While it is well acknowledged that differential environment use is an important part of the behavioural ecology of free-living animals [29], it is less appreciated that terrain substrate, superstrate (defined as any material an animal must push against to move [30]), and gradient, affect accelerometer signals and, thereby, the ability to derive behaviours from accelerometry data [27]. For example, the gradient of a terrain should be identifiable in tetrapods because the static acceleration, indicating animal orientation, will change accordingly [31] and animals may, in any event, change gait, stride length and speed according to terrain slope [32, 33], all of which can be manifest in a tri-axial accelerometer signal.

The Alpine ibex (Capra ibex) is a Caprid that lives at high altitudes in the central European Alps [34] in populations that are highly fragmented due to pressure from land-use change, agriculture, human disturbance and climate change [35]. Climate change is considered to be particularly important since this species is sensitive to heat and avoids heat stress, which reduces the quality of the food resources they can access [36, 37]. Given on-going global warming, there is concern that physiological and behavioural constraints on the Alpine ibex will lead to severe declines of the species following rapid truncation of suitable habitat [37]. Research is needed to understand the species capacity to adapt to changing environmental conditions, and animal-attached logging systems are ideal for this purpose. However, the high-altitude habitat of the ibex makes it implausible to observe the species in the wild to validate accelerometer signals for behaviour, so it is appropriate to consider using captive surrogates for this.
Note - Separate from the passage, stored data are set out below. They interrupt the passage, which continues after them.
PR #875, opened 2022-06-03
fix bug with alternate ids

coleshaw:
So the issue with the duplicate IDs during REDCap loading was because the alternate ID field wasn't getting wrapped in an array correctly, as the other loader fields do ... I apparently broke the behavior with #862 by changing how `Redcap::Record` constructs these alternate identifier fields from the EAV.

Magma was getting updates like:

```
{"model": {
  "record_1": {
    "name": "r"
  },
  "record_2": {
    "name": "r"
  }
}
```

instead of

```
{"model": {
  "record_1": {
    "name": "record_1"
  },
  "record_2": {
    "name": "record_2"
  }
}
```

This PR fixes that wrapping, and also updates the specs to accurately catch the scenario.


polyphemus/lib/etls/redcap/lib/script.rb
```diff
@@ -212,10 +212,20 @@ def alternate_identifier_fields(record_id)
       non_repeating_key = non_repeating_record_key(record_id)
       
       return {} if non_repeating_key.nil?
+      return {} unless @flat_records[non_repeating_key]
 
       @flat_records[non_repeating_key].first.slice(*identifier_fields)
     end
 
+    def some(data)
```
graft, line 220: curious why this is called `some`

coleshaw: To be honest ... I would love to know if I'm using the term correctly, but basically trying to mirror the terms [used on the client-side](https://github.com/mountetna/monoetna/blob/master/etna/packages/etna-js/selectors/maybe.ts#L12), since that seems to be how the REDCap data structure is also organized. Otherwise I would go with something wordier like, `wrap_values_in_arrays(data)`. @corps , can you provide the background / technical explanation for the client-side naming?

graft (approved):

polyphemus/lib/etls/redcap/lib/script.rb
corps: `some` comes from the Algebraic Constructor `Some` as part of the product type representation of `Optional` used in various languages.  

`Optional<A> = Some A | Nothing`

Since typescript doesn't have algebraic types by default, I use single element arrays instead, like `Optional<A> = [A] | null` and keep the name `some` from its consistent usage in other languages.

In this case I'd just call this method `wrap_X` or even `lift` which is a common function name for wrapping singleton values into a context.

graft: This could also go inside Redcap::Record itself, I think we should put more logic in there in general.

coleshaw: Ah, interesting, okay, thanks for the insights and suggestions! I will see about renaming and if there is a better place to put the logic.

PR #881, opened 2022-06-06
Update guest permissions setter

dtm2451:
Update to:
- scope checks/edits only to current project
- only remove guest access if explicitly disagreed to coc.  (vs before: If a project-admin explicitly gave guest access, so the user received this without agreeing to the coc, let's that guest-perm remain)


corps (approved):

corps:
Thank you for the fix!

PR #884, opened 2022-06-08
Durable hash computation

corps:
In the original implementation, if an error in process occurs after a file is moved but before the record is updated with its new hash, dataloss occurs.  this happened a handful of times since 2020, but fortunately it was possible to manually recover that dead.  This prevents the original issue altogether by always ensuring that there is a data file present at either location (thew new md5 or the temp id location) before making change to the data.


janus/lib/server/controllers/admin_controller.rb
```diff
@@ -173,7 +173,7 @@ def update_cc_agreement
       send_email(
         "Project Lead of #{project_name}",
         project.contact_email,
-        "A new guest user has agreed to the #{project_name} Code of Conduct",
+        "#{project_name} Code of Conduct was signed by #{@user.email}",
```
graft, line 176: Intentional? 😋

metis/lib/models/data_block.rb
```diff
@@ -88,22 +86,38 @@ def compute_hash!
...
-          file_location(md5_hash)
-        )
+      if ::File.symlink?(location) && !temp_hash?
+        original_file = ::File.readlink(location)
+        ::File.rename(original_file, location)
+      end
 
-        # Now update the record
-        update(md5_hash: md5_hash)
+      unless has_data?
```
coleshaw, line 118: Is the effect of this that any 0-Byte data blocks will be automatically removed when the Metis command tries to calculate the md5 hash?

metis/lib/models/data_block.rb
```diff
@@ -74,10 +73,9 @@ def temp_hash?
       md5_hash =~ TEMP_MATCH
     end
 
-    def compute_hash!
-      if has_data? && temp_hash?
+    def compute_hash!(&test_hook)
+      if temp_hash? and has_data?
```
graft, line 77: Any particular reason for `and` here?

metis/lib/models/data_block.rb
graft: has_data? just checks file existence so 0 byte files should be ok.

janus/lib/server/controllers/admin_controller.rb
corps: Yes, because it was the small change we talked over in standup and probably isn't worth it's separate PR.

metis/lib/models/data_block.rb
corps: Nope, programming language fuzziness is all.

PR #886, opened 2022-06-08
Vulcan UI tweaks [close #878]

### LINKED ISSUE #878: Vulcan: swap the logic / button order for "discard local changes"
Seems like having to click "Cancel" to keep your local version of a figure is counter-intuitive, so let's swap OK and Cancel actions, update the wording, so when you click "OK" on the alert, you keep the local changes. Cancel should revert to the server's version of a figure.

coleshaw:
This is a small PR based on feedback from recent standups:

* Changes the text and logic around the dialog window for local edits. Now "OK" keeps your local edits, and "Cancel" reverts to the saved figure. This should be more intuitive for users (#878).
* Changes the formula propagation for the data frame to only require 1 cell below the header cell, instead of 2.


vulcan/lib/client/jsx/components/workflow/workflow_manager.tsx
```diff
@@ -59,20 +59,20 @@ export default function WorkflowManager({
...
+          let useLocal = true;
 
           if (
             localSession &&
             !_.isEqual(localSession.inputs, figureResponse.inputs)
           ) {
-            fromDatabase = confirm(
-              'You have an edited, local version of that figure. Discard it?'
+            useLocal = confirm(
+              'You have an edited, local version of that figure. Click OK to use your local version, Cancel to discard it.'
```
dtm2451, line 69: Could we beef this up a bit?  I think it'd be nice to be explicit that unsaved changes will be discarded if the user cancels.  No getting them back without recreating the work, which reminds me of how video games always try to be explicit when a (re)load might lose unsaved progress.

Maybe:
"Your local version of this figure diverges from the last saved version. Do you want to keep your changes?  Click 'OK' to use your local version, or 'Cancel' to discard all unsaved changes and load the last saved state."

dtm2451 (changes requested):
Tested that formula propagation works and I like the swapped ok/cancel roles on workflow-page refresh!  I'm just concerned that we may want to be even more explicit about what cancel will do.

vulcan/lib/client/jsx/components/workflow/workflow_manager.tsx
graft: Edited for verbosity: "You have unsaved changes. Click 'OK', etc."

dtm2451: So "You have unsaved changes. Click 'OK',  to use your local version, or 'Cancel' to discard all unsaved changes and load the last saved state.", just trimming the beginning of my edit?  :+1:  I like that.

coleshaw: Heh, slightly contradictory with being more explicit? @dtm2451 , does cutting down the first half but leaving the explicit wording in the OK / Cancel statements provide enough detail?

dtm2451: I think so!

Captive populations of the Alpine ibex are few and access is limited, so a pragmatic approach would be to attempt to calibrate behavioural data using a similar but tractable and accessible species such as the domestic pygmy goat (Capra aegagrus hircus), which is phylogenetically similar and readily available in domestic settings [38].

In this study, we tested the validity of this approach by using loggers that measure tri-axial acceleration and magnetic compass heading, on both captive pygmy goats and captive Alpine ibex to examine behaviours of both species using a random forest model approach. We hypothesized that observations of pygmy goat behaviours could be used to predict the behaviours of captive Alpine ibex thereby demonstrating that domestic surrogates can serve as suitable proxies for helping resolve behaviour based on acceleration in rare or difficult-to-handle wild species of conservation concern. We additionally provide a widely applicable template for refining the use of random forest models to predict behaviours including; feature selection approaches, the addition of tri-axial magnetometry variables, selecting the optimum sampling frequency, handling unbalanced observations and data splitting method (random vs individual). With these models, we then aimed to provide behavioural templates for both Alpine ibex and pygmy goats, including predicting the terrain slope for locomotion behaviours. Finally, we examine the ability of our models from one species to predict behaviour in the other in order to assess the value of using surrogate species when captive populations of the focal species are not available for study.

Methods

Study subjects and enclosure

The study was conducted using collar-attached ‘Daily Diary’ tags (Wildbyte Technologies Ltd., Swansea, UK [1];) deployed on African pygmy goats at Belfast Zoo (Northern Ireland, UK) in November 2017 and May 2018, and captive Alpine ibex at Kolmården Wildlife Park (Norrköping, Sweden) in November 2018 and November 2019 (Additional file 1 Table S1). At Belfast Zoo, ‘Daily Diary’ tags were deployed on nine female pygmy goats (mean body weight = 25.9 kg, age range = 3–10 years) for periods of 5 days over 1 month within each of two enclosures. Keepers were able to handle the goats to deploy collars. The first enclosure consisted of a sloping grass paddock (slope gradient = 18%, area = 2210 m2 [50.1 × 35.3 m]) surrounded by hedges, and the second enclosure was a flat smaller concrete yard with an area of wood mulch (area = 163 m2 [16.6 × 7.3 m]).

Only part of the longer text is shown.